Boris Johnson has backed Transport Secretary Grant Shapps’ call for chief executive Peter Hebblethwaite to quit over “breathtaking” comments about the company “knowingly breaking the law”
Boris Johnson believes P&O Ferries boss Peter Hebblethwaite should quit after “brazen” comments about the company “knowingly breaking the law”, No10 has confirmed.
It comes after Transport Secretary Grant Shapps vented fury over the ferry giant boss admitting to MPs the company broke employment law when it sacked 800 workers without notice.
The Transport Secretary told Sky News: “I thought what the boss of P&O said yesterday about knowingly breaking the law was brazen and breathtaking, and showed incredible arrogance.
“I cannot believe that he can stay in that role having admitted to deliberately go out and use a loophole – well, break the law, but also use a loophole.”
Pressed on whether that meant he was calling for Mr Hebblethwaite to resign “right now”, he said: “Yes.”
Now, Boris Johnson has backed calls for the P&O boss to go.
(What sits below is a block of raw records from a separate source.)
PR #233, opened 2022-06-28
Add skylab-1.0.0-public template to avoid license issues, complete documentation on chaining spack environments

### LINKED ISSUE #230: Licensing restrictions require two versions of skylab template
We can't release GPL code to the public, and some of the software packages in the skylab-1.0.0 template are unfortunately GPL:
- fftw
- gsl
- libiconv - _ignore for now_ this may not be an issue
- parallelio - update: no longer needed, the authors agreed to change their license to Apache 2 (thanks!!!)

We'll need to create a second skylab template that gets used to install the software environment on AMIs and containers and which doesn't include any of these dependencies. This will require adding a few more variants to our convenience environment modules.

- jedi-base-env: need variant to not build fftw
    -  need to propagate up to not build ectrans, and create variant in atlas to turn off ectrans
- need to make sure that when we build openmpi, we turn off ibconv in libxml2 - _ignore for now_
- figure out what/who needs gsl
    - soca-env has it, it's used as standalone executable in soca-science
    - doesn't need to be in the public skylab template

climbfuji:
This PR:
- add `configs/templates/skylab-1.0.0-public/spack.yaml` - same as `configs/templates/skylab-1.0.0/spack.yaml` but with software that uses licenses that are incompatible with the JCSDA Apache 2 license turned off (basically only `fftw` --> `fiat`, `ectrans`, and build `ecmwf-atlas` without `ectrans` and without `fftw`)
- last documentation updates, including referencing `spack-stack-1.0.0` instead of a release candidate so that the code can be tagged after the upstream PR https://github.com/NOAA-EMC/spack/pull/113 is merged, the submodule pointer updated here, and `.gitmodules` reverted
- updates of the tag names for `solo`, `r2d2`, `ewok` - tested locally, because they are not built as part of the CI system.

Notes:
- waiting on https://github.com/NOAA-EMC/spack/pull/113
    - this spack PR adds the variant to turn off `fftw` for `jedi-base-env`
- fixes #230 
- full CI tests passed for https://github.com/NOAA-EMC/spack-stack/pull/233/commits/92e449a63bba52a01b1d8a962a6981687e2691fa
- manually tested on macOS - the installed software is sufficient to build everything that is required for this release (everything for `ufs-weather-model`, and everything for `jedi-ewok-env` and `jedi-fv3-env`)

### DIFF
--- a/.gitmodules
+++ b/.gitmodules
@@ -2,10 +2,8 @@
   path = spack
   #url = https://github.com/spack/spack
   #branch = develop
-  #url = https://github.com/NOAA-EMC/spack
-  #branch = release/jcsda_emc_release_v1
-  url = https://github.com/climbfuji/spack
-  branch = feature/fftw_variant_for_jedi-base-env
+  url = https://github.com/NOAA-EMC/spack
+  branch = spack-stack-1.0.0
 [submodule "doc/CMakeModules"]
   path = doc/CMakeModules
   url = https://github.com/noaa-emc/cmakemodules
--- a/.gitmodules
+++ b/.gitmodules
@@ -2,8 +2,10 @@
   path = spack
   #url = https://github.com/spack/spack
   #branch = develop
-  url = https://github.com/NOAA-EMC/spack
-  branch = release/jcsda_emc_release_v1
+  #url = https://github.com/NOAA-EMC/spack
+  #branch = release/jcsda_emc_release_v1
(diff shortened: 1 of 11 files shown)


srherbener (approved):

climbfuji:
Everything is in place. I'll look at the documentation one more time after my lunchtime run before merging and tagging. Getting close!

PR #241, opened 2022-07-06
Update Spack submodule and new NCIO/MAPL versions

kgerheiser:
* Update MAPL to 2.22.0 which is used by ufs-weather-model
* Update NCIO to 1.1.2 which contains a bugfix
* Remove (LLVM) Clang tests for macOS. apple-clang is sufficent.
* Remove libjpeg-turbo from module blacklist and name it libjpeg.
* Update Spack submodule with latest jcsda_emc_spack_stack
* Update jedi-ufs-all with more specs


configs/common/packages.yaml
```diff
@@ -111,7 +111,7 @@
       version: [1.6.37]
     # Attention - when updating also check discover site config
     mapl:
-      version: [2.12.3]
+      version: [2.20.0]
```
climbfuji: Hopefully this builds on macOS ...

climbfuji (approved):

configs/common/packages.yaml
kgerheiser: Crap, this is the wrong version

climbfuji: Glad that I asked ;-) Let's see what the CI builds say.

kgerheiser:
I removed libjpeg-turbo from the module blacklist. I was building NCEPLIBS-g2 using Spack dependencies and libjpeg should be available to end user.

kgerheiser:
Something is wrong with the Clang build of MPI. C compiler cannot create executables.

climbfuji:
> Something is wrong with the Clang build of MPI. C compiler cannot create executables.

That's new. Maybe they updated the macOS image and it's a different version now? Should we use a fixed version instead of LATEST?

climbfuji:
> > Something is wrong with the Clang build of MPI. C compiler cannot create executables.
> 
> That's new. Maybe they updated the macOS image and it's a different version now? Should we use a fixed version instead of LATEST?

Also, we should probably be trying to do the correct two-level namespace change from Steve that we merged into spack rather than the half-baked solution that is in there now.

kgerheiser:
This is the problem: https://github.com/actions/virtual-environments/issues/5846

climbfuji:
> This is the problem: [actions/virtual-environments#5846](https://github.com/actions/virtual-environments/issues/5846)

Feel free to remove the (LLVM) clang tests (concretization, builds) entirely. It's enough in my opinion to have apple-clang and gcc.

kgerheiser:
I was thinking that too

kgerheiser:
Needed some fixes as noted here: https://github.com/NOAA-EMC/spack/pull/120

configs/common/modules.yaml
```diff
@@ -15,6 +15,7 @@ modules:
         ecmwf-atlas: '{compiler.name}/{compiler.version}/atlas/{version}'
         nlohmann-json: '{compiler.name}/{compiler.version}/json/{version}'
         nlohmann-json-schema-validator: '{compiler.name}/{compiler.version}/json-schema-validator/{version}'
+        libjpeg-turbo: '{compiler.name}/{compiler.version}/libjpeg/{version}'
```
climbfuji, line 18: This is only in the `tcl` section, I assume you want to do this for `lmod` as well?

climbfuji (changes requested):

climbfuji (approved):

Asked if the Prime Minister supported Mr Shapps, a No 10 spokesman said: “Yes.”
It comes after the company’s chief exec told MPs the firm took a conscious decision not to consult.
“There’s absolutely no doubt we were required to consult with the unions,” he said before a Commons committee. “We chose not to do so.”
He said they made the decision not to consult unions because they believed “no union would accept” what they were proposing – and that to comply with the law and undergo the process would have been a “sham.”
Mr Shapps, who said he discovered the company’s plan on the day the plan was announced, also said new laws which will force the company to pay workers minimum wage will be introduced next week as he condemned P&O for “evilly exploiting” loopholes.
The minister told BBC Breakfast that maritime law was “very, very complex” but that he was preparing a package of “about eight” different measures to bring to Parliament.
He said he had spoken to Labour’s Louise Haigh, his counterpart, and believed there was “very, very broad parliamentary agreement” that new legislation was needed.
“There are a whole series of different things that we need to do because of the complexity of maritime law. There’s not a single process but we’ll pass different types of legislation.”
“I just want to be completely straight with your question, P&O will need to re-employ people on the proper salaries,” he said, confirming this would mean national minimum wage.
“We’re simply going to make sure that these loopholes that they’ve very, very creatively, and rather evilly exploited, are closed in lots of different ways so they can’t find a way round them.”
TUC general secretary Frances O’Grady said: “This is a watershed moment for the UK shipping industry and for workers’ rights in Britain.
“Under no circumstances can P&O be allowed to get away with its scandalous treatment of staff.
“Its owner must be given pariah status and lose all its government shipping and freeport contracts with immediate effect until workers are reinstated.”